Maxwell's defence said the women were motivated by money to implicate Maxwell since all four had received million-dollar awards from a compensation fund for Epstein's victims.

But the women disputed those characterizations, saying they decided to testify out of a desire for justice, not money.

"Money will not ever fix what that woman has done to me," testified one woman, known by her first name Carolyn.

What happens now

WHEN WILL MAXWELL BE SENTENCED?

Maxwell faces up to 65 years in prison for the five charges she was convicted of. She was found guilty of sex trafficking, the most serious charge she faced with a maximum prison term of 40 years.
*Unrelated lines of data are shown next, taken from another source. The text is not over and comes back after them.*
PR #3825, opened 2026-09-03
createTag stores the description the contract accepts

### LINKED ISSUE #3820: createTag drops the description the contract accepts
`CreateTagRequest` declares `description: [string, 'null']` and `Handlers.CreateTag` (backend/internal/modules/collections/handlers.go) decodes the body and calls `h.store.CreateTag(ctx, req.Name, color)` — the description is never passed and is dropped in silence.

A caller that sends one gets a 201 and a tag without it, with nothing saying so. `updateTag` does honour the field, so a description can be set on a second call; the create path is the gap.

**Why deferred:** found while adding the MCP `create_tag` tool. The tool's schema deliberately omits `description` so it does not advertise a write that does not happen, which keeps the two transports honest with each other. Fixing the HTTP door is a change to that handler and its tests, not to the tool.

**If nobody fixes it:** the published contract keeps promising a field the server throws away.

dungbanguyen:
Closes #3820.

`CreateTagRequest` declares `description`, and `Handlers.CreateTag` decoded the body and then called `store.CreateTag(ctx, req.Name, color)` — the field was dropped in silence, so a caller that sent one got a 201 and a tag without it. `updateTag` already honoured the field; the create path was the gap.

**The change**

- `Store.CreateTag` takes `description` and writes the column. The call sites that coin a word without describing one (`NewTag`, the `create_tag` seam, three integration fixtures) pass `nil` explicitly.
- The empty-string sentinel gets one spelling. `tagUpdateFrom` already read `""` as "no description" — that rule now lives in `tagDescriptionOrNone` and both doors call it, so a tag's description cannot depend on which door wrote it.
- The MCP seam keeps passing `nil`, with a comment saying why: `create_tag`'s schema deliberately omits the field (#3820's own framing), and the comment is there so the next reader does not read it as the same drop being fixed here.

**Tests**

`TestCreatingATagKeepsTheDescriptionItWasGiven` posts a description and then re-reads the tag — the read-back is deliberate, because a handler that echoed its own request body would pass an assertion on the 201 alone without ever writing the column. `TestCreatingATagWithAnEmptyDescriptionStoresNone` pins the sentinel.

Both mutation-checked:

- passing `(*string)(nil)` from the handler again → `the 201 carries description = <nil>, want the text sent`.
- dropping the `*description == ""` arm of `tagDescriptionOrNone` → `description = "", want absent`.

**Verification**

`make check-backend` green. `make test-it DIR=backend/internal/compose/integration/collections RUN='TestCreatingATag|TestRenamingRecolouringAndDescribingATag'` green.

No contract change: `crm.yaml` already published the field, which is why the server throwing it away was the defect.

## Summary by CodeRabbit

* **New Features**
  * Tags can now include optional descriptions.
  * Non-empty descriptions are preserved when tags are created or updated.
  * Empty descriptions are treated as absent.

* **Bug Fixes**
  * Improved consistency in how tag descriptions are stored and returned.


dungbanguyen:
One follow-on this PR creates, noted here so it is not a surprise in review.

`create_tag`'s tool schema in `backend/internal/modules/agents/tools_tagvocab.go` carries this comment, added by #3822:

> No `description`, though CreateTagRequest declares one and update_tag takes one. The REST handler decodes it and never passes it to the store (collections/handlers.go CreateTag), so the field is dropped in silence today — offering it here would advertise a write that does not happen.

After this PR the write **does** happen, so the comment's stated reason is void — and a comment that stops the next author looking is exactly what the rulebook warns about.

Deliberately not touching it here. Whether `create_tag` should now *offer* `description` is a question about the tool surface (a model composing an explanation for a word a workspace will read is a different act from a curator typing one), and answering it in this PR would turn a one-line HTTP fix into a change to the agent surface. #3820's own framing draws that line too: *"Fixing the HTTP door is a change to that handler and its tests, not to the tool."*

If a reviewer would rather the stale half of that comment go now, say so and I will strike the sentence — but the field stays off the tool schema either way until somebody decides it belongs there.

US District Judge Alison Nathan did not say when Maxwell would be sentenced.

Maxwell separately faces two perjury counts that will be tried at a later date.

WILL MAXWELL APPEAL?

Maxwell's attorney did not say yet if the defence planned to appeal the verdict.

While Nathan dealt several blows to the defence - ruling, for example, that their witnesses could not testify anonymously as some of Maxwell's accusers did - legal experts said Maxwell would struggle to clear the high legal bar needed to overturn a guilty verdict.

To succeed, her lawyers would have to show that Nathan violated federal rules of evidence or abused her discretion, and that the error impacted the verdict.

WHAT CHARGES DOES SHE STILL FACE?

The two perjury counts relate to allegations that Maxwell lied under oath about her role in Epstein's abuse during a deposition for a separate civil suit in 2016. Nathan in April granted Maxwell's request to sever the two charges from the rest of the counts.

The two perjury counts each carry a maximum prison sentence of five years.

WHERE WILL MAXWELL GO NOW?

Maxwell will return to Brooklyn's notorious Metropolitan Detention Center, where she has been held in isolation since July 2020. Maxwell has said she has been served mouldy food at the jail and that the smell of raw sewage has permeated her cell.